+++ Exercise inputs
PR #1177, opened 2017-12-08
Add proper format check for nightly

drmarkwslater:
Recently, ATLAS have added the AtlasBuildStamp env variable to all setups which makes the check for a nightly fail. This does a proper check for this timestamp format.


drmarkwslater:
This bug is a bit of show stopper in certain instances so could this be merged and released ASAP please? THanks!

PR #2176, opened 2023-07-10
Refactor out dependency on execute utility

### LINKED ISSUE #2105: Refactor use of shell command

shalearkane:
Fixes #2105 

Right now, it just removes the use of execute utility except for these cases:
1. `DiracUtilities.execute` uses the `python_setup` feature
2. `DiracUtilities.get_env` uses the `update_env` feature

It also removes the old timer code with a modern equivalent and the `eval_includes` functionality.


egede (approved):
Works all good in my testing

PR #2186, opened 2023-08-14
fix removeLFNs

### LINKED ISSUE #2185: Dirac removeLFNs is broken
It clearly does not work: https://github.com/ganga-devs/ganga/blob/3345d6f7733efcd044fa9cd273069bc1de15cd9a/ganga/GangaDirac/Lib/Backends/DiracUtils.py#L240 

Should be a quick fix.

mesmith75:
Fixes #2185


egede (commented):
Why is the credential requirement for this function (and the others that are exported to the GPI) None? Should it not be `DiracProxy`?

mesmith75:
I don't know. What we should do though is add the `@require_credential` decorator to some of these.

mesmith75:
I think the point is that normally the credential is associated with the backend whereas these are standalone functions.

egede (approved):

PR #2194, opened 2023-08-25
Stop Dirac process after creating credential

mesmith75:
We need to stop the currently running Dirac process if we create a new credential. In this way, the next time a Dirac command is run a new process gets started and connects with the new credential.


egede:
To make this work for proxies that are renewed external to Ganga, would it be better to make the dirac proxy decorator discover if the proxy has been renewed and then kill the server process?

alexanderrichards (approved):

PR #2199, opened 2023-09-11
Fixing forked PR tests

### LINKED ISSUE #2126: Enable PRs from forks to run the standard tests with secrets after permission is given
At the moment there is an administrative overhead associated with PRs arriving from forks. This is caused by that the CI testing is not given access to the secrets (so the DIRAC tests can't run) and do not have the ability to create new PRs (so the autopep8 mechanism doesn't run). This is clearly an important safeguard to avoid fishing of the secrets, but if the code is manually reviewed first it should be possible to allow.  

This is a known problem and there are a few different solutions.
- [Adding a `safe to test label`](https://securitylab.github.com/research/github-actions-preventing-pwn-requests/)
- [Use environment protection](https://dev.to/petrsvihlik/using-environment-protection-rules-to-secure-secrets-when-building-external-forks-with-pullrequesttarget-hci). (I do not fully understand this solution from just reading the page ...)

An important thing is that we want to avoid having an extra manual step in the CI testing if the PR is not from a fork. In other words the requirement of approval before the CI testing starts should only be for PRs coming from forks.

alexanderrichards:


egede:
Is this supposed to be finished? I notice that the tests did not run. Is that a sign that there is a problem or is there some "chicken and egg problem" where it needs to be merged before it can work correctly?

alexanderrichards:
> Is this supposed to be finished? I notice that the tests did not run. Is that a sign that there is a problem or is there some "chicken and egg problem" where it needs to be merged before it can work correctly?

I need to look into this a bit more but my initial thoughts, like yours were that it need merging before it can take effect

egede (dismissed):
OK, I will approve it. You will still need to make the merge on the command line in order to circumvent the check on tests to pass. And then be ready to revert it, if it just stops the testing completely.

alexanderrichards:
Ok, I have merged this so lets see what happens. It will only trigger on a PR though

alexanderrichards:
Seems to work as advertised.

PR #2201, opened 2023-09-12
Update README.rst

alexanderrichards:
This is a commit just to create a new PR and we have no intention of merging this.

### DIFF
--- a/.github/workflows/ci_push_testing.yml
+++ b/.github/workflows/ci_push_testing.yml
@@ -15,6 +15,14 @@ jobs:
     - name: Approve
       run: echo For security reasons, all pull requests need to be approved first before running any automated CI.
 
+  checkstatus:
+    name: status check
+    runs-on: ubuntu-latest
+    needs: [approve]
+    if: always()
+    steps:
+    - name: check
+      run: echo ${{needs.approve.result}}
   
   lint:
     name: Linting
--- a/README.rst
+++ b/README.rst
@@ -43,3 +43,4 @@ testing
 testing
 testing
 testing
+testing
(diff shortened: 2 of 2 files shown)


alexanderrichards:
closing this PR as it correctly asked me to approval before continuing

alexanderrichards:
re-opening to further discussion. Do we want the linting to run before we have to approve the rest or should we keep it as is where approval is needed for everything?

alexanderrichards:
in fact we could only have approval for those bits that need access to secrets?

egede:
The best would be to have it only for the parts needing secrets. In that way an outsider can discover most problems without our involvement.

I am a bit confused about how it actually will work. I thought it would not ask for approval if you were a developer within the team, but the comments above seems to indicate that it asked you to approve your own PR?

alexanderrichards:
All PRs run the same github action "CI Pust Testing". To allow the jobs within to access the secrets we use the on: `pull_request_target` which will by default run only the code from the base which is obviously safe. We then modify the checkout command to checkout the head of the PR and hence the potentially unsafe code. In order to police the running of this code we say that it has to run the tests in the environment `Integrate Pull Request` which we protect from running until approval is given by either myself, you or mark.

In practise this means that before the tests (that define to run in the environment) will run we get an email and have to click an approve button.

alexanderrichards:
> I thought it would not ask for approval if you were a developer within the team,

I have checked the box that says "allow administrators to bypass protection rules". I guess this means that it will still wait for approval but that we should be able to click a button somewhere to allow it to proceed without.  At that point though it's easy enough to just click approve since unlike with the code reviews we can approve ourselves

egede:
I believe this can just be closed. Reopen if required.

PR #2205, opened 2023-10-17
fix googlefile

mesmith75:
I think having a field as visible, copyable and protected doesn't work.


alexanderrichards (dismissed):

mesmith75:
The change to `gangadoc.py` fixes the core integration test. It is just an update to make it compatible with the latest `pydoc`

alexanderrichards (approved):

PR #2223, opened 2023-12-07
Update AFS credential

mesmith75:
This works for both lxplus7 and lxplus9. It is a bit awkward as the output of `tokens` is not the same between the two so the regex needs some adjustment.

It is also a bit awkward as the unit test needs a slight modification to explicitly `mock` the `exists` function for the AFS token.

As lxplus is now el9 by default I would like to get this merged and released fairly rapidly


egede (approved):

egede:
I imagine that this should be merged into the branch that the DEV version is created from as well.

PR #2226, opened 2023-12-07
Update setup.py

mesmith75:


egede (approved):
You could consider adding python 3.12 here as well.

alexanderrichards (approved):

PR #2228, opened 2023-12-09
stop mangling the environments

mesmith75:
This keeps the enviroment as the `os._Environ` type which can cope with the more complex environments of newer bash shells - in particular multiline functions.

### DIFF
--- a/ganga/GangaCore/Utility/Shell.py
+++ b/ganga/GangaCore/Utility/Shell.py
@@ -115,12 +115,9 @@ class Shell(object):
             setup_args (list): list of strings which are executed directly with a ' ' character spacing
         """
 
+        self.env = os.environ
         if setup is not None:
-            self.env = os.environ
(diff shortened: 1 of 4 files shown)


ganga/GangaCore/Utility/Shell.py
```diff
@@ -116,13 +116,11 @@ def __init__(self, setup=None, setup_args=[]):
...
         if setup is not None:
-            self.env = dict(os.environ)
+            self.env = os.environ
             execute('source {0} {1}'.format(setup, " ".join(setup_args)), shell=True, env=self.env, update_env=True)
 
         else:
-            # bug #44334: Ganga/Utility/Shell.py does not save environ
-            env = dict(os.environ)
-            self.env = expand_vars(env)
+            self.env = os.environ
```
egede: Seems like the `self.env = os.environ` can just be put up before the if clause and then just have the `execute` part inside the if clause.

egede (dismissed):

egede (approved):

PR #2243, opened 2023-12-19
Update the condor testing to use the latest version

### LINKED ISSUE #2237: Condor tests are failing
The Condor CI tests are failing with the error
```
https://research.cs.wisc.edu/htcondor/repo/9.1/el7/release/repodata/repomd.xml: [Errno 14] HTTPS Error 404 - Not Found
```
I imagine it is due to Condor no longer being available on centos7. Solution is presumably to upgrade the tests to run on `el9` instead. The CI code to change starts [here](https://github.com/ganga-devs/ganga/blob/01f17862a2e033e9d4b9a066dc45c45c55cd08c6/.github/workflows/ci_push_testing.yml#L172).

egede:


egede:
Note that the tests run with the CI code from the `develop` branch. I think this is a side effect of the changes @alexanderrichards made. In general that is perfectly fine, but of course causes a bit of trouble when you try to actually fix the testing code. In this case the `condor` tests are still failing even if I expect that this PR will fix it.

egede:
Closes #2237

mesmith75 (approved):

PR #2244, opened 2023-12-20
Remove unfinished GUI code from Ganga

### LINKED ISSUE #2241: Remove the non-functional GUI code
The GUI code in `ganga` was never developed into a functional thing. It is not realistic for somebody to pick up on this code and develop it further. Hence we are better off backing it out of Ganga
++++++
→ Exercise details: Please copy, exactly and with nothing else, the lines above beginning at the line that has "### LINKED ISSUE #2105: Refactor" and ending with the line that has "### LINKED ISSUE #2126: Enable".

→ Written solution:
### LINKED ISSUE #2105: Refactor use of shell command

shalearkane:
Fixes #2105 

Right now, it just removes the use of execute utility except for these cases:
1. `DiracUtilities.execute` uses the `python_setup` feature
2. `DiracUtilities.get_env` uses the `update_env` feature

It also removes the old timer code with a modern equivalent and the `eval_includes` functionality.


egede (approved):
Works all good in my testing

PR #2186, opened 2023-08-14
fix removeLFNs

### LINKED ISSUE #2185: Dirac removeLFNs is broken
It clearly does not work: https://github.com/ganga-devs/ganga/blob/3345d6f7733efcd044fa9cd273069bc1de15cd9a/ganga/GangaDirac/Lib/Backends/DiracUtils.py#L240 

Should be a quick fix.

mesmith75:
Fixes #2185


egede (commented):
Why is the credential requirement for this function (and the others that are exported to the GPI) None? Should it not be `DiracProxy`?

mesmith75:
I don't know. What we should do though is add the `@require_credential` decorator to some of these.

mesmith75:
I think the point is that normally the credential is associated with the backend whereas these are standalone functions.

egede (approved):

PR #2194, opened 2023-08-25
Stop Dirac process after creating credential

mesmith75:
We need to stop the currently running Dirac process if we create a new credential. In this way, the next time a Dirac command is run a new process gets started and connects with the new credential.


egede:
To make this work for proxies that are renewed external to Ganga, would it be better to make the dirac proxy decorator discover if the proxy has been renewed and then kill the server process?

alexanderrichards (approved):

PR #2199, opened 2023-09-11
Fixing forked PR tests

### LINKED ISSUE #2126: Enable PRs from forks to run the standard tests with secrets after permission is given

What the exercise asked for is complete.